Issue #2226, opened 2021-03-09
Assistive Teleop


SteveMacenski:
Create an assisted teleop planner/controller/BT such that someone can teleop a robot and make it do things but use costmap information to make sure it doesn't run into anything or go somewhere it shouldn't. Maybe have an elevated permission BT branch so that someone can send commands to collide if appropriate.  

Potentially make it semi-autonomous as well 

Node take in output of joystick, teleop pad, etc and test that command til `N` seconds in the future for validity. That way always `N` seconds from collision at the given speed and vector commanded. Do so in the BT or as a planning plugin?

Or how nav1 did it https://github.com/ros-planning/navigation_experimental/blob/melodic-devel/assisted_teleop

Do a bit of research, find the options, select the most sensible for the behavior tree and nav2 structure. 

Might be useful to have a teleop global recovery for a user to joystick a robot out of a bad situation and hit "ok" to go back to autonomous navigation via the BT.

SteveMacenski:
3 major modalities to support
- standalone teleop node
- Bt node / recovery
- Main task of the robot to do telepresence 

As such, should probably contain a core library that is then used to create an independent node, a server for BT recovery, and a BehaviorTree XML specifically configured to do solely assisted teleop. 

This should be based on the local costmap and local costmap footprint definitions (possibly a different footprint possible?)

SteveMacenski:
Merging imminent, waiting  on resolution to https://github.com/ros-planning/navigation2/issues/3014 before merging but it is approved and ready to rock and roll (just don't want to release a safety feature when it is known to not work due to another unrelated bug)

PR #2575, opened 2021-09-29
Added Assisted Teleop feature in Navigation2

MOLOCH-dev:
---

## Basic Info
Signed-off-by: Anushree Sabnis sabnisanushree@gmail.com
| ------ | ----------- |
| Ticket(s) this addresses   | (add tickets here #2226 ) |

---

* I added Assistive Teleop as a feature in Nav2. It currently takes a **Pure Collision Rejection** approach to Assistive Teleop, as mentioned in the [linked discourse topic](https://discourse.ros.org/t/nav2-assisted-teleop-call-for-opinions/21380).
* In this, a teleop input velocity command is tested for collisions by projecting its footprint till `N` seconds in the future
* If a collision is detected within `N` seconds, velocity is scaled down so the robot again remains `N` seconds away from a collision
* Assisted Teleop is a Recovery Plugin that hosts its own action server
* Added four new parameters : `projection_time`, `linear_velocity_threshold`, `input_vel_topic` and `cmd_vel_topic`
* `projection_time` : Maximum allowed time to collision (`N`)
* `linear_velocity_threshold` : Upon collision detection within `projection_time`, if the scaled-down velocity of the robot is below this threshold, the robot is stopped.
* `cmd_vel_topic` : Assisted Teleop publishes velocity to this topic.
* `input_vel_topic` : Assisted Teleop subscribes to this topic to receive velocity commands

* Added new parameters, so need to add that to default configs and documentation page
* Need to add documentation for Assisted Teleop, including an example behavior tree configuration
---

* Update README to include Assisted Teleop as a Recovery
* I need to create a Behaviour Tree Node for Assisted Teleop
* I need to potentially implement more ways for carrying out Assisted Teleop, exploring a mixture of Pure Collision Avoidance and Rejection approaches.

#### For Maintainers: 


SteveMacenski:
- [ ] scale angular velocities proportionally as well so we follow the same vector of travel
- [ ] handle omni robots

nav2_recoveries/plugins/assisted_teleop.cpp
```diff
@@ -0,0 +1,300 @@
...
+AssistedTeleop::updatePose()
+{
+  if (!nav2_util::getCurrentPose(
+      current_pose, *tf_, global_frame_, robot_base_frame_,
+      transform_tolerance_))
+  {
+    RCLCPP_ERROR(logger_, "Current robot pose is not available.");
+    return false;
+  }
+  projected_pose.x = current_pose.pose.position.x;
```
SteveMacenski, line 137: This also should not be a global variable, this is a bit confusing

nav2_recoveries/plugins/assisted_teleop.cpp
```diff
@@ -0,0 +1,300 @@
...
+bool
+AssistedTeleop::checkCollision()
+{
+  double hypot = std::hypot(speed_x, speed_y, angular_vel_);
+  const double dt =
+    (hypot != 0) ? (costmap_ros_->getResolution() / std::fabs(hypot)) : projection_time_;
+  int loopcount = 1;
+
+  while (true) {
+    if (updatePose()) {
```
SteveMacenski, line 167: You should definitely not be updating your reference pose in this loop. You know where you started, you should be using that alone and then projecting forward from it

nav2_recoveries/plugins/assisted_teleop.cpp
```diff
@@ -0,0 +1,300 @@
...
+  if (go) {
+    if (!checkCollision()) {
+      RCLCPP_INFO(logger_, "Reducing velocity by a factor of %.2f", scaling_factor);
+    }
+    moveRobot();
+  }
+}
+
+bool
+AssistedTeleop::updatePose()
```
SteveMacenski, line 128: You can probably just delete this function and move the `getCurrentPose` call into `checkCollision()`

nav2_recoveries/plugins/assisted_teleop.cpp
```diff
@@ -0,0 +1,300 @@
...
+}
+
+void
+AssistedTeleop::projectPose(
+  double speed_x, double speed_y,
+  double angular_vel_, double projection_time)
+{
+  // Project Pose by time increment
+  projected_pose.x += projection_time * (
+    speed_x * cos(projected_pose.theta));
```
SteveMacenski, line 151: This is incorrect, you're not contributing the component of Y velocity to X based on the angle, and vise versa.

nav2_recoveries/plugins/assisted_teleop.cpp
```diff
@@ -0,0 +1,300 @@
...
+  projected_pose.y += projection_time * (
+    speed_y * sin(projected_pose.theta));
+  projected_pose.theta += projection_time *
+    angular_vel_;
+}
+
+bool
+AssistedTeleop::checkCollision()
+{
+  double hypot = std::hypot(speed_x, speed_y, angular_vel_);
```
SteveMacenski, line 161: Rename this variable -- also there's no need for angular velocity in this expression. You're computing the time offsets for costmap resolution increment checks. The unit analysis does not work out for rad/s to be related to meters.

nav2_recoveries/plugins/assisted_teleop.cpp
```diff
@@ -0,0 +1,300 @@
...
+  const double dt =
+    (hypot != 0) ? (costmap_ros_->getResolution() / std::fabs(hypot)) : projection_time_;
```
SteveMacenski, line 163: if hypot == 0, then you'd only just check 1 increment. Why even bother with this expression then?

nav2_recoveries/plugins/assisted_teleop.cpp
```diff
@@ -0,0 +1,300 @@
...
+  int loopcount = 1;
+
+  while (true) {
+    if (updatePose()) {
+      double time_to_collision = loopcount * dt;
```
SteveMacenski, line 168: Why not just have this look keep track of the acumulated time (time_to_collision) and then if there's no collision, just pass through the command. Else, use that time_to_collision for computing the scale? There's no need to update the scale every iteration until there's a problem.

Also, that should not be a class member variable, also confusing to read.

nav2_recoveries/plugins/assisted_teleop.cpp
```diff
@@ -0,0 +1,300 @@
...
+AssistedTeleop::vel_callback(const geometry_msgs::msg::Twist::SharedPtr msg)
+{
+  speed_x = msg->linear.x;
+  speed_y = msg->linear.y;
+  angular_vel_ = msg->angular.z;
+  if (go) {
+    if (!checkCollision()) {
+      RCLCPP_INFO(logger_, "Reducing velocity by a factor of %.2f", scaling_factor);
+    }
+    moveRobot();
```
SteveMacenski, line 123: Pass values to this, don't do it implicitly with member variables being changed, that's bad design

nav2_recoveries/plugins/assisted_teleop.cpp
```diff
@@ -0,0 +1,300 @@
...
+  } else {
+    vel_pub_->publish(std::move(cmd_vel));
+  }
+}
+
+void AssistedTeleop::execute()
+{
+  RCLCPP_INFO(logger_, "Attempting %s", recovery_name_.c_str());
+
+  if (!enabled_) {
```
SteveMacenski, line 208: remove enabled

nav2_recoveries/plugins/assisted_teleop.cpp
```diff
@@ -0,0 +1,300 @@
...
+  }
+
+  // Log a message every second
+  {
+    auto node = node_.lock();
+    if (!node) {
+      throw std::runtime_error{"Failed to lock node"};
+    }
+
+    auto timer = node->create_wall_timer(
```
SteveMacenski, line 222: does this actually work? The timer would go out of scope immediately, I highly doubt this would log this statement continuously during use

nav2_recoveries/plugins/assisted_teleop.cpp
```diff
@@ -0,0 +1,300 @@
...
+      1s,
+      [&]()
+      {RCLCPP_INFO(logger_, "%s running...", recovery_name_.c_str());});
+  }
+
+  auto start_time = steady_clock_.now();
```
SteveMacenski, line 228: You locked the node in this function, why not just do `node->now()` and remove the clock variable?

nav2_recoveries/plugins/assisted_teleop.cpp
```diff
@@ -0,0 +1,300 @@
...
+        logger_, "Received a preemption request for %s,"
+        " however feature is currently not implemented. Aborting and stopping.",
+        recovery_name_.c_str());
+      stopRobot();
+      result->total_elapsed_time = steady_clock_.now() - start_time;
+      action_server_->terminate_current(result);
+      return;
+    }
+
+    auto current_point = std::chrono::steady_clock::now();
```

§ §

**What is being asked**
Please write out the material word for word from its first line through the line holding "Potentially make it semi-autonomous as well", including both, and no line past it.

**Answer space**
Issue #2226, opened 2021-03-09
Assistive Teleop


SteveMacenski:
Create an assisted teleop planner/controller/BT such that someone can teleop a robot and make it do things but use costmap information to make sure it doesn't run into anything or go somewhere it shouldn't. Maybe have an elevated permission BT branch so that someone can send commands to collide if appropriate.  

Potentially make it semi-autonomous as well 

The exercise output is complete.